##### DATA PROVIDED

PR #7931, opened 2019-07-24
DEV: prevents staff computed property to be overridden

jjaffeux:
As we create user from json and staff is already set in the json answer, this is triggering https://deprecations.emberjs.com/v3.x/#toc_computed-property-override and is doing twice the work.

### DIFF
--- a/app/assets/javascripts/discourse/controllers/composer.js.es6
+++ b/app/assets/javascripts/discourse/controllers/composer.js.es6
@@ -199,11 +199,7 @@ export default Ember.Controller.extend({
     );
   },
 
-  @computed
-  isStaffUser() {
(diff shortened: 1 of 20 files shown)


jjaffeux:
> I don't see `staff` returned in the `UserSerializer`? https://github.com/discourse/discourse/blob/master/app/serializers/user_serializer.rb Am I missing a mixin or something?

Ok I had kind of misunderstood the issue, so "staff" is only added to current_user json response. So we can do:

- the PR I just updated (which is what ember deprecation guide is suggesting)
- or just do a `delete userJson.staff` to be sure we are never overwriting the model computed property

eviltrout:
I don't mind either, I'll leave it to you to choose!

PR #7932, opened 2019-07-24
UX: Add expanded/collapsed class to post-controls

awesomerobot:
This adds a .collapsed/.expanded class to the post-controls. 

The initial reason for this is so I can treat the solved button differently based on the space available on mobile.


eviltrout:
Looks good!

PR #7934, opened 2019-07-24
FEATURE: customization of html emails

nlalonde:
Add a way to customize html emails via a template and css. Not covered is a way to customize anything not already covered by translation overrides (Admin > Customize > Email Templates).

Some outstanding items:

- [x] Need to test translation overrides for some emails like "user_replied". (It works)
- [x] Trying to customize html template of all emails might clash with summary emails because there's so much styling there, and it's hard-coded instead of applied from Email::Styles.


app/mailers/user_notifications.rb
```diff
@@ -12,6 +12,7 @@ class UserNotifications < ActionMailer::Base
   include ApplicationHelper
   helper :application, :email
   default charset: 'UTF-8'
+  layout 'email_template'
```
nlalonde: Hmm not sure this is actually doing anything.

app/assets/javascripts/admin/components/email-styles-editor.js.es6
```diff
@@ -0,0 +1,45 @@
+import computed from "ember-addons/ember-computed-decorators";
+
+export default Ember.Component.extend({
+  editorId: Ember.computed.alias("fieldName"),
```
eviltrout: This should likely be `reads`

app/assets/javascripts/admin/models/email-style.js.es6
```diff
@@ -0,0 +1,27 @@
+import { ajax } from "discourse/lib/ajax";
+import RestModel from "discourse/models/rest";
+
+const EmailStyle = RestModel.extend({
```
eviltrout: You could export default `RestModel.extend` here and not put it in a constant.

app/assets/javascripts/admin/models/email-style.js.es6
```diff
@@ -0,0 +1,27 @@
...
+  changed: false,
+
+  setField(fieldName, value) {
+    this.set(`${fieldName}`, value);
+    this.set("changed", true);
+  },
+
+  saveChanges() {
```
eviltrout: Since you're using a `RestModel` you probably don't need to implement this method, and could install call `model.update(...)` instead of `model.saveChanges()`

app/assets/javascripts/admin/routes/admin-customize-email-style-edit.js.es6
```diff
@@ -0,0 +1,39 @@
...
+      fieldName: params.field_name
+    };
+  },
+
+  setupController(controller, model) {
+    controller.setProperties({
+      fieldName: model.fieldName,
+      model: model.model
+    });
+    this.set("shouldAlertUnsavedChanges", true);
```
eviltrout: This variable is only used in the route and never observed so I'd recommend making it a `this._shouldAlertUnsavedChanges = true` - no need for get/set and it's obvious it's private.

app/assets/javascripts/admin/routes/admin-customize-email-style.js.es6
```diff
@@ -0,0 +1,14 @@
+import EmailStyle from "admin/models/email-style";
+import { ajax } from "discourse/lib/ajax";
+
+export default Ember.Route.extend({
+  model() {
+    return ajax("/admin/customize/email_style.json").then(json => {
```
eviltrout: Similar to my comment above you should be able to say `this.store.find('emailStyle')` to do this automatically.

app/assets/javascripts/admin/templates/customize-email-style.hbs
```diff
@@ -0,0 +1,7 @@
+<div class='row'>
+  <h2>{{i18n 'admin.customize.email_style.heading'}}</h2>
+
+  <!-- Some explanation or something here? -->
```
eviltrout: Seems like a deccent idea to add some text here.

app/services/email_style_updater.rb
```diff
@@ -0,0 +1,38 @@
+# frozen_string_literal: true
+
+class EmailStyleUpdater
+
+  attr_reader :errors
```
eviltrout: This might be a good fit for the `HasErrors` mixin which includes a way to add errors easily, and the serializer knows how to render it for display in a popup.

app/views/email/default_template.html
```diff
@@ -0,0 +1,24 @@
...
+
+<!--[if mso]>
+<style type="text/css">
+body, table, td, th, h1, h2, h3 {font-family: Helvetica, Arial, sans-serif !important;}
+</style>
+<![endif]-->
+
+%{email_content}
+
+<!-- prevent Gmail on iOS font size manipulation -->
```
eviltrout: I know you didn't add this but :scream:

Gemfile
```diff
@@ -78,6 +78,7 @@ gem 'discourse_image_optim', require: 'image_optim'
 gem 'multi_json'
 gem 'mustache'
 gem 'nokogiri'
+gem 'css_parser'
```
eviltrout: Did we have a discussion about this gem anywhere that I might have missed? We are very stingy about adding new things and must do due-diligence to make sure they meet our standards.

app/assets/javascripts/admin/models/email-style.js.es6
```diff
@@ -0,0 +1,27 @@
+import { ajax } from "discourse/lib/ajax";
+import RestModel from "discourse/models/rest";
+
+const EmailStyle = RestModel.extend({
+  changed: false,
+
+  setField(fieldName, value) {
+    this.set(`${fieldName}`, value);
```
jjaffeux: could probably be:

```
this.setProperties({`${fieldName}`: value, "changed": true});
```

app/views/email/default_template.html
nlalonde: Yeah there were a lot of discoveries about html rendering in email clients while working on the summary email...

Gemfile
nlalonde: Nope, and I'd be happy to use another solution to do the same. Was hoping nokogiri could do this, but it doesn't.

app/assets/javascripts/admin/routes/admin-customize-email-style.js.es6
nlalonde: I tried this, but RestModel doesn't know about singular resources, so I shouldn't make this a RestModel.

jjaffeux:
@nlalonde I worked on the beginning of a patch which should do multple things @eviltrout mentionned:

[customize-emails.patch.zip](https://github.com/discourse/discourse/files/3434792/customize-emails.patch.zip)

Hope it helps

app/assets/javascripts/admin/routes/admin-customize-email-style.js.es6
eviltrout: Ah right, everything needs an ID.

Gemfile
eviltrout: Okay I've created a document on our developer forum about the dependency. If we add the dependency it should be `require: false` and only required when we intend to use it, since it's probably a rarely used code path.

nlalonde:
The UI is currently broken because rest model is trying to load `/email_styles`, but it should be `/admin/customize/email_style`. I'm trying to fix. I commented yesterday about rest model not understanding singular resources, and that still is a problem after Joffrey's changes.

PR #7935, opened 2019-07-24
FEATURE: add setting to show content of forwarded emails in topics

LeoMcA:
https://meta.discourse.org/t/enable-forwarded-emails-doesnt-behave-like-conventional-email-forwarding/111501

@ZogStriP I imagine this is yours to review

### DIFF
--- a/lib/email/receiver.rb
+++ b/lib/email/receiver.rb
@@ -811,6 +811,39 @@ module Email
       end
     end
 
+    def forwarded_email_create_topic(destination, user, raw, title, date=nil)
+      case destination[:type]
+      when :group
+        group = destination[:obj]
+        topic_user = block_given? ? yield : user
+        create_topic(user: topic_user,
+                     raw: raw,
+                     title: title,
+                     archetype: Archetype.private_message,
+                     target_usernames: [user.username],
+                     target_group_names: [group.name],
+                     is_group_message: true,
+                     skip_validations: true,
+                     created_at: date)
+
+      when :category
+        category = destination[:obj]
+
+        return false if user.staged? && !category.email_in_allow_strangers
+        return false if !user.has_trust_level?(SiteSetting.email_in_min_trust)
+
+        topic_user = block_given? ? yield : user
+        create_topic(user: topic_user,
+                     raw: raw,
+                     title: title,
+                     category: category.id,
+                     skip_validations: topic_user.staged?,
+                     created_at: date)
+      else
+        false
+      end
+    end
+
     def forwarded_email_create_replies(destination, user)
       embedded = Mail.new(embedded_email_raw)
       email, display_name = parse_from_field(embedded)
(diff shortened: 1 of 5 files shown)


lib/email/receiver.rb
```diff
@@ -861,6 +872,42 @@ def process_forwarded_email(destination, user)
       true
     end
 
+    def forwarded_email_quote_forwarded(destination, user)
+      embedded = embedded_email_raw
+      raw = @before_embedded +
+        "\n\n[quote=\"Forwarded message\"]\n" +
```
eviltrout: This should be translated.

LeoMcA: I wasn't so sure about keeping this in my commit, it was a "nice hack" I discovered while messing about with ways of formatting the forwarded message.

Localising to the default locale of the server shouldn't be hard (I'll add a commit doing that), but it feels like I'll be opening a whole can of worms trying to localise this locally client side. Happy to remove this and have it as an unnamed quote.

lib/email/receiver.rb
```diff
@@ -861,6 +872,45 @@ def process_forwarded_email(destination, user)
...
 
+    def forwarded_email_quote_forwarded(destination, user)
+      embedded = embedded_email_raw
+      raw = <<~EOF
+        #{@before_embedded}
+
+        [quote="#{I18n.t('emails.forwarded_message')}"]
+        #{PlainTextToMarkdown.new(embedded).to_markdown}
+        [/quote]
+        EOF
```
ZogStriP: We usually indent the end of the squiggly heredoc comment at the same level as the variable

```suggestion
      EOF
```

lib/email/receiver.rb
```diff
@@ -861,6 +872,45 @@ def process_forwarded_email(destination, user)
...
+      title = subject
+
+      case destination[:type]
```
ZogStriP: Any way we could avoid duplicated that logic between `forwarded_email_create_replies` and `forwarded_email_quote_forwarded`?

lib/email/receiver.rb
eviltrout: I'd be fine with an unnamed quote. It's less burden on translators. If we find it confusing in the future we can always add it back.

lib/email/receiver.rb
LeoMcA: Yep, I had to use a block for creating the embedded user at the correct point in the logic, but it seems pretty clean to me.

lib/email/receiver.rb
```diff
@@ -801,44 +801,62 @@ def embedded_email_raw
...
+    def forwarded_email_create_replies(destination, user)
+      embedded = Mail.new(embedded_email_raw)
+      email, display_name = parse_from_field(embedded)
+
+      return false if email.blank? || !email["@"]
+
+      raw = try_to_encode(embedded.decoded, "UTF-8").presence || embedded.to_s
+      title = embedded.subject.presence || subject
+
+      post = forwarded_email_create_topic(destination, user, raw, title, embedded.date) do
```
SamSaffron: Is there a reason to pass in the param via a block vs simply adding a `topic_user: nil` param?

LeoMcA: I did this to emulate the current logic around when a staged user is created:

```
      when :category
        category = destination[:obj]

        return false if user.staged? && !category.email_in_allow_strangers
        return false if !user.has_trust_level?(SiteSetting.email_in_min_trust)
```

originally the next line was:

```
embedded_user = find_or_create_user(email, display_name)
```

now the next line is:
```
topic_user = block_given? ? yield : user
```

If we pass the user in with a param, then we create the user prior to checking those conditions, and so I might be unnecessarily creating a staged user. I did try just creating the user and passing it as a param, but it caused a spec to fail.

SamSaffron: I see ... do we need this level of flexibility here? Maybe just pass email and display_name in optionally? something about this block is not sitting right for me... I think we should probably change the other occurrence as well but this is out of scope for this pr. If we must must have this flexibility I think passing in a lambda is a bit clearer intent wise.

LeoMcA: > Maybe just pass email and display_name in optionally?

You know, I hadn't actually thought of this, and jumped straight for the complicated solution. Whoops! Will update the PR.

LeoMcA: Actually I opted for a lambda because passing in email and display_name creates hell like this:

```
topic_user = embedded_user ? find_or_create_user(embedded_user[:email], embedded_user[:name]) : user
```

Splitting things over multiple lines doesn't make it much clearer, far less than what we get with a lambda (imo):

```
topic_user = embedded_user&.call || user
```

lib/email/receiver.rb
```diff
@@ -801,44 +801,60 @@ def embedded_email_raw
...
+      when "create_replies"
+        forwarded_email_create_replies(destination, user)
+      when "quote"
+        forwarded_email_quote_forwarded(destination, user)
+      else
+        false
+      end
+    end
 
+    def forwarded_email_create_topic(destination, user, raw, title, date = nil, embedded_user = nil)
```
SamSaffron: I say given we have so many params ... let's name them all: 

`forwarded_email_create_topic(destination: , user: , raw:, title:, date: nil, embedded_user: nil)`

It makes the callers way clearer. I think once we reach about 3 params we should consider strongly naming params.

LeoMcA: I had though that there were too many arguments, and had considered passing them in as a hash, but hadn't realised this was possible (and so simple!)

I've added a commit doing this

ZogStriP:
LGTM :+1:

##########

## [WHAT YOU WILL DO]
All lines above in which the word "presence" occurs should be identified and copied.

## [RESULT]
+      raw = try_to_encode(embedded.decoded, "UTF-8").presence || embedded.to_s
+      title = embedded.subject.presence || subject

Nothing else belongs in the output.